:: GIVEN RECORDS ::
──────────
PR #261, opened 2021-08-09
add plugin support when loading from sequence intro page

mklewandowski:
This PR adds support for plugins (including things like teacher edition content) when the initial loaded content is a sequence without a current activity specified - in this case we load the sequence intro page.  Code changes now search all of the activities within the sequence to determine which plugins, if any, need to be initialized.  Previously no activity content was searched and no plugins were initialized.
Changes includes:
- new sample data
- pass array of activities to `loadLearnerPluginState` and `loadPluginScripts`.  This array is made up of all of the activities in the sequence or the current activity.
- search array of activities to determine if we need to load plugin data

### DIFF
--- a/src/components/app.tsx
+++ b/src/components/app.tsx
@@ -186,8 +186,9 @@ export class App extends React.PureComponent<IProps, IState> {
       this.setState(newState as IState);
 
       this.LARA = initializeLara();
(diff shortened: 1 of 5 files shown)


emcelroy (approved):
Looks good to me! 

I did initially think the nested loops in`findUsedPlugins` were maybe getting out of hand, but I can't think of how you'd do that differently.

PR #422, opened 2023-04-11
feat: Converted all font sizes to use rems with pxToRem helper [PT-184910439]

dougmartin:
This is the base work to enable large type.

*NOTE*: there is at least one font size issue found when AP was tested at 20px but since then a 22px large font size was selected so this should be merged as is and follow on PRs used to update padding and container sizes once it is available for testing on staging.


scytacki (approved):
Looks good to me.

PR #424, opened 2023-04-21
feat: Added accessibility to initInteractive [PT-184981017]

dougmartin:
This reads the font size setting from either the sequence or activity and then creates an accessibility object that is passed to all iframe interactives as part of the init message.


scytacki (approved):
Looks good to me.

PR #425, opened 2023-04-21
fix: Removed width for estimated time to complete [PT-184981592]

dougmartin:
This also adds estimated times to complete to two of the sample activities so that the normal vs. large font can be seen.

Note: the estimated time display in the sequence homepage was already set to auto to override the fixed width so that was also removed.


scytacki (approved):
seems fine to me

PR #428, opened 2023-04-25
fix: Added font_size to legacy resource import

dougmartin:
This is missing for the sequences so the large font sequence sample was not rendering correctly as the font_size was not being passed in.


dougmartin:
Merging without review for demo today.

PR #429, opened 2023-05-02
fix: Changed sequence thumbs to use min-height to avoid cropping images in large fonts [PT-185079448]

dougmartin:
Also fixed layout issues by switching to using `gap` instead of margins.

Before:

image

After: 

image


scytacki (approved):
This seems OK.

I think the thumbnail is used in a few places though. So by cropping it we were forcing authors to use a specific size so that it would fit. I don't remember the details though, so I'm fine with letting go of that nuance.

PR #430, opened 2023-05-02
fix: Activity summary title alignment [PT-185079432]

dougmartin:
Added `align-items: center` to `.activity-title` to ensure the thumbnail image vertically aligns with the activity title text when in large font mode.


scytacki (approved):
seems fine to me.

PR #431, opened 2023-05-03
fix: Font size issues found during QA [PT-184981533]

dougmartin:
- Removed set of body font size so only html font size is set, just like question-interactives
- Fixed modal dialog to not have fixed height so it lays out in larger font and changed modal classes to more specific names to prevent conflicts
- Added body class for font size, same as the useAccessibility() hook used in question-interactives
- Reduced the section margin in large fonts (using body class selector above) to prevent border clipping


scytacki (approved):
Seems fine.

PR #437, opened 2023-05-31
feat: Force large font size for notebook layout [PT-185296765]

dougmartin:
This forces any activity that uses the notebook layout to use the large font setting.


lublagg (approved):
Looks good

PR #438, opened 2023-05-31
fix: Updated plugin popups to use rem based font sizes [PT-184981622]

dougmartin:
This allows the glossary popup to use the large font setting if enabled.

This is what the glossary popup now looks like in the large font setting:

image


lublagg (approved):
👍

PR #439, opened 2023-05-31
fix: Add fallback for question name to empty string

dougmartin:
This was removed by accident in the notebook reskin.


lublagg (approved):
Looks good 👍

PR #441, opened 2023-06-01
fix: Large font issues for sidebar icon container [PT-184981622]

dougmartin:
Changed to rem based units from px based units for sidebar container icon so that it changes dynamically with the font size setting.


lublagg (approved):
👍

PR #444, opened 2023-06-07
Fixes to layout and arrows when using collapsible 70-30 or 60-40 layout. (PT-185354960)

lublagg:
This PR fixes two issues:

- When the collapsible header was on the right side of the layout, the wrong arrows were showing for Show and Hide modes.
- When the collapsible header was on the right side of the layout, the collapsed column was taking up too much space.


dougmartin (approved):
Looks good :+1:

Issue #934, opened 2014-03-03
Image Styles features-revert error


aaronschachter:
`drush -y fra` or `drush -y fe [stuff]` results in this error: 

```
array_merge(): Argument #1 is not an array image.module:586 
```

which seems related to image styles -- https://drupal.org/node/1973278

angaither:
Finally saw this error on http://dev.dosomething.org:8888/admin/config/media/image-styles
It's because two modules were not enabled locally, try `drush en imagecache_actions imagecache_canvasactions -y`

aaronschachter:
Ah, good catch. Are they currently enabled on staging?  

Question to the group: Perhaps best practice to catch new modules should be to `dosomething.info` accordingly, and use that profile has the guideline for everything that should be enabled?

angaither:
Yes, just enabled them on staging. 
Seems like yes, all modules in ds.info should be enabled, maybe should this happen on ds build?

aaronschachter:
That sounds like a good way to make sure of it. 

I'm not sure how we'd actually go about checking that profile's info file (without parsing the file and running drush php-eval for (!if module_enabled($name) ) then drush enable module....

@mshmsh5000 @desmondmorris -- any thoughts / concerns?  I suppose one risk might be enabling a module automatically which needs auth variables in order to fully function.  and making sure that those modules handle the lack of auth variables gracefully.

angaither:
Fixed after modules were enabled on stage.

PR #984, opened 2014-03-04
Enable modules in dosomething.info on ds build.

angaither:
On `ds build` this will check the `dosomething.info` file and enable any modules that are not already enabled.

If we no longer need `securepages` module we should remove that from the info file before this is merged in.

Refs #934

### DIFF
--- a/bin/ds
+++ b/bin/ds
@@ -156,6 +156,10 @@ function build {
   echo 'Updating database...'
   drush updb -y
 
+  # Enable modules in info file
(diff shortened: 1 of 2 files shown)


aaronschachter:
This looks great -- smart to have an auto-enabler, and will make us better about knowing which modules are turned on.  Looking at you `locale` module. 

Discussed with @angaither -- we can always remove from the `ds build` script if we run into issues.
──────────
:: PROBLEM REQUIREMENTS ::
Give back exactly the lines from the one that contains "This looks great" to the end of the material, both ends kept, and no other line.

:: ANSWER TO THIS TASK ::
This looks great -- smart to have an auto-enabler, and will make us better about knowing which modules are turned on.  Looking at you `locale` module. 

Discussed with @angaither -- we can always remove from the `ds build` script if we run into issues.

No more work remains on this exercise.